Suppose that someone is a victim of police misconduct and the officer who was on duty at the time is eventually found guilty of police misconduct. Usually the victim walks out with award money (lawsuit or from suing an officer). Let's say the crime the officer committed was a felony or the victim isn't satisfied with the amount of money offered to them. Can they request that the alleged officer receive a (hefty) prison sentence rather than being awarded money of some kind? (Referring to U.S.)

2 Answers 2


There is no crime of "police misconduct" in the US, but murder or theft are certainly crimes which would qualify as "police misconduct". To take a real case, an officer in Georgia was convicted of aggravated assault, violating oath of office, and making a false statement (not murder, though he did kill the victim). In principle, he would also be liable in a lawsuit by the victim's family. However, these would be separate legal processes, the criminal prosecution being conducted by and at the discretion of the government prosecutor, and the monetary lawsuit being conducted by and at the discretion of the victim's family (on behalf of the victim).

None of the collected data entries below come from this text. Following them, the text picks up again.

PR #230, opened 2025-07-30
Feedback On Design Decisions

thehiddenwaffle:
https://discuss.luxonis.com/d/6203-are-depthai-core-contributions-welcome/9

Was informed that the team is planning this in the long term anyway so my code could be helpful. 

Quick background on me, when it comes to more explicit/imperative languages I have magnitudes more experience in Rust(and to a lesser extent C) than C++ so if some of my code comes off like I wish I was writing in Rust that's because I do wish that :sweat_smile: . Have been writing DepthAI code for about 2 years in Python so I'm very familiar with the "feel" of things from the Python side and have often used the depthai-core source as clarification for what's going on behind the scenes so I'm generally familiar with the C++ code base. 

I made some design decisions that I would love feedback on:
- Built `Keypoints` message as a template allowing for any combination of XYZ with confidence values for any/all/none of the values(SimCC provides discrete confidence values for every dimension by virtue of if being basically a heatmap made of buckets).
- Used constructor rather than a factory to create `Keypoints` message, also took ownership of input data(thinking of a C++ version of Rust's `impl TryFrom<(NNdata, xt::xarray)> for Keypoint`)
- Split BaseParser::build() into 2 pieces, build() in the parent which checks parser type and calls buildImpl() which is overridden by subclasses, allowing SimCCKeypointParser to reuse logic from it's parent implementation of buildImpl.
- Abandoned CRTP because I don't think it's worth as much for this more flexible/agile environment where we want it to be easy to subclass KeypointParser for example(very unsure if this is the right choice, again Rust/C dev who's never used CRTP).


thehiddenwaffle:
Absolutely, I was noticing a large volume of replicated cmake configuration and as you probably noticed I had to directly copy some of the internal utils so having it in core makes a lot of sense to me. I have made many improvements not listed in this commit history and it'll take me a small amount of time to get this integrated into core but I'll probably have all that completed in about 2 days.

PR #232, opened 2025-08-04
Apply objectness-based filtering only when real objectness scores are present

sokovninn:
## Purpose
In some YOLO variants the “objectness” score is not meaningful (e.g. all ones). Filtering by objectness before non-maximum suppression can therefore discard valid, high-confidence detections. This change ensures we only apply objectness-based filtering when the model actually produces different objectness scores.

## Specification

- Only if not all objectness values are identical and the total number of detections exceeds `max_nms` do we sort and trim by objectness.
- Otherwise we fall back to the previous behavior of applying NMS on all detections regardless of objectness.

None / not applicable

## Deployment Plan

None / not applicable

## Testing & Validation

None / not applicable

### DIFF
--- a/depthai_nodes/node/parsers/utils/yolo.py
+++ b/depthai_nodes/node/parsers/utils/yolo.py
@@ -393,7 +393,7 @@ def decode_yolo_output(
 
     # 2. Concatenate all kept candidates at once
     output = np.concatenate(filtered_outputs, axis=0)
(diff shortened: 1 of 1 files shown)


sokovninn:
> LGTM. Are AI comments applicable? Lets resolve them even if not applicable

Resolved them in the second commit already

PR #238, opened 2025-08-29
Fix: Add transformations to ApplyColormap node

aljazkonec1:
## Purpose

ApplyColormap node did not propagate image transformations from its input to the output. This could cause crashes and wrong behaviour in other (depthai) nodes that rely on transformation.

## Specification

None / not applicable

None / not applicable

## Deployment Plan

None / not applicable

## Testing & Validation

None / not applicable


klemen1999 (approved):
LGTM. Can we check if there are any other nodes where this is missing?

PR #51, opened 2019-12-25
New function ModifyTerrainFlags

sharcashmo:
(added by Artyomtrityak in New Origins)

New function that allows to modify terrain flags


jt-traub:
This is already in the main codeline. Closing.

PR #53, opened 2019-12-26
Fix using assignation instead of compare

sharcashmo:
This piece of code did an assignation instead of a comparation. This
small check is there to make lands to the very north less likely to
expand further to the north, as following check does the same with
southern lands.


jt-traub:
Changes merged into PR #189.  Closing.

PR #54, opened 2019-12-28
No trade items bugfix

sharcashmo:
When less of four trade items are enabled function
ARegion::SetupCityMarket() hangs, looking for two sell and two buy
distinct trade items


sharcashmo:
Changes is only enclosing all trade items stuff inside an _if_ clause. Review with ignore spaces better ;)

jt-traub:
Pulling this fix into PR #189 .. Also filed issue #188 to make a better fix at some point in the future.

PR #56, opened 2020-01-29
Teleport default Z-level should be determined after movement

sharcashmo:
When a unit casts Teleport without giving a z coordinate the level is
taken from unit location. As Teleport is casted after movement, z
location should be taken after movement too.


sharcashmo:
Not the correct file

PR #57, opened 2020-01-29
Bugfix teleport level

sharcashmo:
Teleport default Z-level should be determined after movement

When a unit casts Teleport without giving a z coordinate the level is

It is possible that an officer will be convicted yet not found civilly liable, or vice versa; or both, or neither. The victim (or family) doesn't necessarily have any connection to the criminal case, although they typically can testify during the sentencing phase. In some jurisdictions (e.g. California), the victim has a right to testify at a sentencing hearing.

The result of a lawsuit can never be imprisonment – that has to come from criminal prosecution, and criminal prosecution does not result in a monetary reward to the victim (any criminal fine goes to the government).


For a police officer, there's a usually a difference between "misconduct" and "committing a crime", and another difference between "committing a crime" and "committing a crime that gets you sent to jail".

If the misconduct was actually such that it was a crime that would be punished by jail time, and if there was good evidence for it, then I would assume that the police would investigate it and eventually arrest this officer, take him to court, convict him, and send him to jail.

Whether the victim is satisfied with the money they received doesn't really matter. And nobody will send the police officer to jail because the victim demands it - the police officer will go to jail if a prosecutor thinks he should, and a judge or jury agrees. Independent of whether the victim demands it or not.